TASK: Reproduce every line in the listing that contains the word "else".

TASK DATA:
PR #200, opened 2015-07-13
Configurable error messages

jamierumbelow:
I don't know if y'all would want this, but I've added support for a custom error handler to the config block. Now a user can set `config.customError` to some function and it will be triggered instead of `Oauth2Error`.

Tests and documentation included.

### DIFF
--- a/Readme.md
+++ b/Readme.md
@@ -78,6 +78,12 @@ Note: As no model was actually implemented here, delving any deeper, i.e. passin
  - If true, **non grant** errors will not be handled internally (so you can ensure a consistent format with the rest of your api)
 - *boolean* **continueAfterResponse**
  - If true, `next` will be called even if a response has been sent (you probably don't want this)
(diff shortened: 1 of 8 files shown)


ruimarinho:
Since the 3.0.0 rewrite, you can subclass [OAuthError](http://github.com/oauthjs/node-oauth2-server/blob/cd7776ce19b4e55a0e5800d78e4186c741711b36/lib/errors/oauth-error.js#L14) and pass it a custom `properties` object (like it is done on the [InvalidScopeError](https://github.com/oauthjs/node-oauth2-server/blob/master/lib/errors/invalid-scope-error.js)). You will then be able to set a custom error message as the error will [bubble up to the response](https://github.com/oauthjs/node-oauth2-server/blob/cd7776ce19b4e55a0e5800d78e4186c741711b36/lib/handlers/token-handler.js#L97-L103).

PR #215, opened 2015-09-26
Logic error correction

matheuss:


thomseddon:
I think the logic is correct here, I guess the intention here it to return when there is no client secret, but this is being checked here: https://github.com/thomseddon/node-oauth2-server/blob/master/lib/grant.js#L88-L90

PR #221, opened 2015-10-27
Allow callback with code var

renatoc:


thomseddon:
I like this! Could you cut down the line length to match?

Thanks,

nunofgs:
Thank you for your contribution. Looks like this is already covered in the 3.0.0 rewrite as you can see by [this test](https://github.com/oauthjs/node-oauth2-server/blob/cd7776ce19b4e55a0e5800d78e4186c741711b36/test/integration/response-types/code-response-type_test.js#L57).

PR #224, opened 2015-11-20
error description should be in the 2nd parameter

zynick:
found this issue when there is no description on the error thrown. turns out that the description is there, but in the incorrect parameter.


thomseddon:
This is actually deliberate - the idea is that it's sent to your error handler/logs but not sent to the user :)

PR #228, opened 2015-12-10
Fix Error in example code on Readme.

adityamenon:
requiring `oauth2-server` does not work, `node-oauth2-server` does.


nunofgs:
Thank you for your contribution. This should be fixed now.

PR #235, opened 2016-01-12
Added Couchbase Model Example With Tests

deefactorial:
This PR adds support for couchbase server, includes tests and sample data.

### DIFF
--- a/examples/couchbase/Readme.md
+++ b/examples/couchbase/Readme.md
@@ -1,0 +1,50 @@
+# Couchbase Example
+
+# Installation
+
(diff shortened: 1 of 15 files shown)


ruimarinho:
@deefactorial since you've submitted your PR we've made a lot of enhancements to this module (3.0.0). Most of the code has been rewritten and therefore your PR does not cleanly apply on the current tree. Ideally, this would also be targeted at [express-oauth-server](https://github.com/oauthjs/express-oauth-server), as the new implementation is framework-agnostic.

Would you be kind enough to ping @dmcb who has also worked on a similar PR so that we can finally merge this in?

Thanks to both for your time. I know how demotivating this can be but rest assured we're doing our best to keep up with a great community.

PR #241, opened 2016-02-13
Return database clients on failure in PostgreSQL example

kemitchell:
This small PR adds PostgreSQL client `done()` calls to a few code branches where the database query was successful, to ensure database clients are efficiently returned to the pool.


nunofgs:
The _express_ examples were rewritten during the 3.0.0 refactor. I believe this is already covered by the new [postgres example](https://github.com/oauthjs/express-oauth-server/blob/master/examples/postgresql/model.js) which doesn't establish a new connection on each model function.

PR #606, opened 2024-02-14
Changes to session priorities

brianmajor:
For [CADC-13195](https://cadc-ccda.atlassian.net/browse/CADC-13195):
- Restoration of preemptive behaviour for interactive sessions
- Addition of high priority headless group and configurable priority class
- Fix lost regular headless group setting

[CADC-13195]: https://cadc-ccda.atlassian.net/browse/CADC-13195?atlOrigin=eyJpIjoiNWRkNTljNzYxNjVmNDY3MDlhMDU5Y2ZhYzA5YTRkZjUiLCJwIjoiZ2l0aHViLWNvbS1KU1cifQ

### DIFF
--- a/skaha/src/main/java/org/opencadc/skaha/session/PostAction.java
+++ b/skaha/src/main/java/org/opencadc/skaha/session/PostAction.java
@@ -976,8 +976,12 @@ public class PostAction extends SessionAction {
         if (skahaPriorityHeadlessGroup == null) {
             return "";
         }
+        if (skahaHeadlessPriortyClass == null) {
+            log.warn("headlessPriorityGroup set but headlessPriorityClass not set");
+            return "";
+        }
         if (priorityHeadlessUser) {
-            return "priorityClassName: uber-user-preempt-medium";
+            return "priorityClassName: " + skahaHeadlessPriortyClass;
         } else {
             return "";
         }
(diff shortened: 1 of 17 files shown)


at88mph:
Reviewing this now.

skaha/src/main/java/org/opencadc/skaha/session/PostAction.java
```diff
@@ -978,5 +971,20 @@ private String getGPUScheduling(Integer gpus) {
         }
         return sb.toString();
     }
+    
+    private String getHeadlessPriority() {
+        if (skahaPriorityHeadlessGroup == null) {
+            return "";
+        }
+        if (skahaHeadlessPriortyClass == null) {
+            log.warn("headlessPriorityGroup set but headlessPriorityClass not set");
```
at88mph, line 980: Should this actually throw an Exception or is this an acceptable incomplete configuration?

at88mph (changes requested):

skaha/src/main/java/org/opencadc/skaha/session/PostAction.java
brianmajor: I figure that if deployers don't need this headless priority function then they shouldn't need to configure it.  So, left it as just a warning.

at88mph (approved):

PR #635, opened 2024-05-10
SSHD deploy

at88mph:
- Deploy SSHD service
- Include key generation in POSIX Mapper for API Key access
- Include extraconfig change to allow deployment of CADC specific resources, such as RsaSignatureKey.pub
- Cavern API updates
- Added loggingGroups to APIs to allow setting /logControl levels
- Cleanup and minor fixes, such as reporting required values that are missing


deployment/helm/sshd/README.md
```diff
@@ -0,0 +1,84 @@
...
+
+To faciliate password-less logins, please upload a Public Key to your Home directory in the `.ssh/authorized_key` file.  The easiest way to do that
+is to create a local `authorized_keys` file, or you may use your existing one if it contains your Public Key already.  If you're creating a new one, simply put the contents
+of your Public Key into the `authorized_keys` file:
+
+```sh
+$ cat ~/.ssh/id_rsa.pub > authorized_keys
+```
+
+Then create a folder in the called `.ssh` in your `/home/<username>` folder.  It's quickest to use the Storage UI to do that.  Assuming your storage is called `cavern` and your username is `exampleuser`:
```
brianmajor: We'll need to document how to change the permissions of ~/.ssh and ~/.ssh/authorized_keys (chmod or vchmod), so perhaps an alternative access method to cavern is preferable.  Probably a live session and user can just copy/paste the key value into authorized_keys?

brianmajor: Actually, all this about uploading a public key should go into the user-facing documentation and not the deployer documentation.

brianmajor (changes requested):
Just the documentation suggestion

deployment/helm/sshd/README.md
at88mph: Sure.  Maybe a new page on the CANFAR site Documentation then?

brianmajor: The science-containers.git repo is the place for user-facing documentation.  It has ci/cd built-in which publishes the docs to https://www.opencadc.org/science-containers/

at88mph: Done.
https://github.com/opencadc/science-containers/pull/104

at88mph:
A quick note about the `authorized_keys` file's permissions; all the testing with uploading through the UI have shown that it works as-is.  Doing it through a Notebook, for example, might have a different outcome though.  The main documentation is for uploading it with the UI.

deployment/helm/sshd/README.md
```diff
@@ -0,0 +1,79 @@
...
+STATUS: deployed
+REVISION: 1
+TEST SUITE: None
+```
+
+## Verification
+
+From a terminal:
+```sh
+$ ssh -p 64022 example.org
```
brianmajor, line 78: - Is 64022 only applicable to our deployment?  I could be wrong but it seems like the ingress and service are listening on 2222.
- Does the userid need to be included in the call?

deployment/helm/sshd/templates/sshd-deployment.yaml
```diff
@@ -0,0 +1,181 @@
+{{- $image := "linuxserver/openssh-server:latest" -}}
```
brianmajor, line 1: I wonder if this should be fixed to a certain version so that we are not surprised by an update that is incompatible with our config or our deployment...

brianmajor (changes requested):

deployment/helm/sshd/README.md
at88mph: The 64022 is the default that is opened by Traefik.  This is just part of the example, which is derived from our deployment.  Port 2222 is served from the Docker Image, and mapped through the Traefik endpoint that's serving 64022.  It assumes the current user is the one to login with.

deployment/helm/sshd/templates/sshd-deployment.yaml
at88mph: That may be a good idea, sure.  I'll find the latest one.

PR #647, opened 2024-07-03
Posix map fix service call

at88mph:
Backup original `/etc/passwd` and `/etc/group` from the User Session Image.
Merge original files with POSIX Mapper calls
- Uses `images.opencadc.org/library/cadc-tomcat:1` image as it contains all of the necessary packages to make call to POSIX Mapper.  Does not start Tomcat, just uses the installed packages.  We can revisit this later, likely with a custom image.


skaha/src/main/java/org/opencadc/skaha/utils/PosixHelper.java
```diff
@@ -17,15 +43,95 @@ public static String uidMapping(final PosixPrincipal posixPrincipal) {
...
-     * @param sessionId The session identifier to mark the secret.
-     * @return String secret name, never null.
-     */
-    public static String getPosixMapperSecretName(String sessionId) {
-        return "posix-mapping-" + sessionId;
+    static Date currentDateUTC() {
+        return Calendar.getInstance(DateUtil.UTC).getTime();
+    }
+
+    static boolean posixMappingSecretRequiresUpdate() throws Exception {
```
brianmajor: I guess these two methods and the executeInShell method aren't needed with this new approach

brianmajor (changes requested):

skaha/src/main/java/org/opencadc/skaha/utils/PosixHelper.java
at88mph: The entire class can go, actually.

brianmajor (approved):

PR #664, opened 2024-07-18
Explicit/refactored security contexts for containers

rptaylor:
```
kubectl explain pod.spec.securityContext
kubectl explain pod.spec.containers.securityContext
```
Things that can only be in pod securityContext:
	fsGroup, fsGroupChangePolicy
	supplementalGroups
	sysctls
Things that can only be in container securityContext:
	allowPrivilegeEscalation
	capabilities			
	privileged			
	procMount
	readOnlyRootFilesystem
Everything else can be in either, but pod-level properties apply to all containers by default unless overridden by the container securityContext.

From what I saw every pod spec of every job already had
```
      securityContext:
        runAsUser: ${skaha.posixid}
        runAsGroup: ${skaha.posixid}
        fsGroup: ${skaha.posixid}
        supplementalGroups: [${skaha.supgroups}]
        runAsNonRoot: true
```
so none of those need to be set again in containers, while OTOH other container-level security controls need to be applied.

This MR:
- removes redundant settings in the container sec Con that were applied already in the pod sec Con
- applies additional explicit security settings in container sec Cons that can only be applied there

Overall this should make the different securityContexts more explicit and consistent and make Skaha more secure and portable.

### DIFF
--- a/deployment/helm/skaha/Chart.yaml
+++ b/deployment/helm/skaha/Chart.yaml
@@ -15,7 +15,7 @@ type: application
 # This is the chart version. This version number should be incremented each time you make changes
 # to the chart and its templates, including the app version.
 # Versions are expected to follow Semantic Versioning (https://semver.org/)
-version: 0.4.16
+version: 0.4.17
 
 # This is the version number of the application being deployed. This version number should be
 # incremented each time you make changes to the application. Versions are not expected to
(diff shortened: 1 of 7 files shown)


rptaylor:
@brianmajor

at88mph (approved):

PR #666, opened 2024-07-22
Posix map init users

at88mph:
Configure init containers into one place for easy modification
Skaha writes POSIX information to cache, and is read in by init-users-groups Container


brianmajor (dismissed):
This looks like the best solution so far @at88mph.

PR #669, opened 2024-07-26
Cadc 13578

kcasteels:
These changes add node affinity rules to harbor deployments to select service nodes, as well as rules for user jobs to avoid service nodes.


at88mph (approved):

brianmajor:
This setting of p-nodes has broken the behaviour of gpu scheduling.

PR #678, opened 2024-08-06
Enable job queueing for CANFAR science platform

anujachaitanya:
We worked on [https://jira.skatelescope.org/browse/SP-4266](Enable Job queueing for CANFAR Science Platform
)

Created helm chart for kueue
Modified skaha launch for jobs accordingly
Enable feature toggle for GPU resources and limits

@abhishekghoshhh  @rob-tw

We have made the changes mentioned in earlier PR.


deployment/helm/kueue/templates/visibility/service.yaml
```diff
@@ -0,0 +1,17 @@
...
+  labels:
+  {{- include "kueue.labels" . | nindent 4 }}
+  name: '{{ include "kueue.fullname" . }}-visibility-server'
+  namespace: '{{ .Release.Namespace }}'
+spec:
+  ports:
+    - name: https
+      port: 443
+      protocol: TCP
+      targetPort: 8082
```
at88mph, line 14: I'm unclear how this Visibility Server works.  This service will expose something on the default `https` port, but where does the 8082 target port come from?  Also, we typically use Traefik Endpoints for this, so is this different from that?

at88mph (changes requested):
One question regarding the Visibility Service.

at88mph:
Also, sorry if this was discussed already, but is there a Kueue Helm Chart?  If so, we can install it as a dependency or sub-chart.

anujachaitanya:
> Also, sorry if this was discussed already, but is there a Kueue Helm Chart? If so, we can install it as a dependency or sub-chart.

OUTPUT FOR THIS EXERCISE:
         } else {
Everything else can be in either, but pod-level properties apply to all containers by default unless overridden by the container securityContext.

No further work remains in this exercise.